Feasibility of Mobile Cellular Communications at Millimeter Wave Frequency

Abstract

High data rate at high mobile speed will still be an essential requirement for the future 5G mobile cellular system. High frequency bands above 6 GHz are particularly promising for the 5G system because of large signal bandwidths such high frequencies can offer. By using high gain beamforming antennas, the problem of high propagation loss at high frequencies can be overcome. However, the use of beamforming antennas at such high frequencies requires a significant change in the design of a cellular system. In particular, it requires a significant change in key functions such as cell search, random access, measurement of beams for fast beam adaptation, and various physical control and data channels.
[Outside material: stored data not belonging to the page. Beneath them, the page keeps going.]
Issue #1149, opened 2016-05-20
Free text import does not recognize new international Top Level domains


cbakkers:
https://en.wikipedia.org/wiki/List_of_Internet_top-level_domains
domains with ending .top, .xyz for example recognized as filenames instead of domain/hostname.
seen in MISP 2.4.44

rotanid:
i noticed some regex matches regarding domains in the code yesterday and also thought immediatly, that some of them don't cover the new TLDs.
the way i see it, that can't be worked around easily, as there are over a thousand TLDs which might overlap with filename extensions that people use.
perhaps we could use a list of the top100 or so TLDs (in terms of registered domain names) insted of using all of them to work around this...

adulau:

In this paper, we propose a new radio frame structure for the future mobile cellular communications system at millimeter wave frequency that addresses such challenges. A testbed was built at Samsung Electronics, Korea, based on the proposed frame structure at 28 GHz with bandwidth of 800 MHz. It attained the downlink (DL) data rate of 7.5 Gbps by delivering four streams of 64 QAM data with code rate of 3/4 to two mobile stations (MSs) located in a close distance to the base station antennas at fixed positions. It also achieved the DL data rate of 1.2 Gbps by delivering single stream of 16 QAM data with code rate of 3/4 to an MS moving at 110 km/h in a single cell of up to 800 m in a line-of-sight environment. Finally, it implemented handover and achieved an average handover interruption time of 21 ms in a three-cell environment, and demonstrated feasibility of mobile cellular communications at millimeter wave frequency.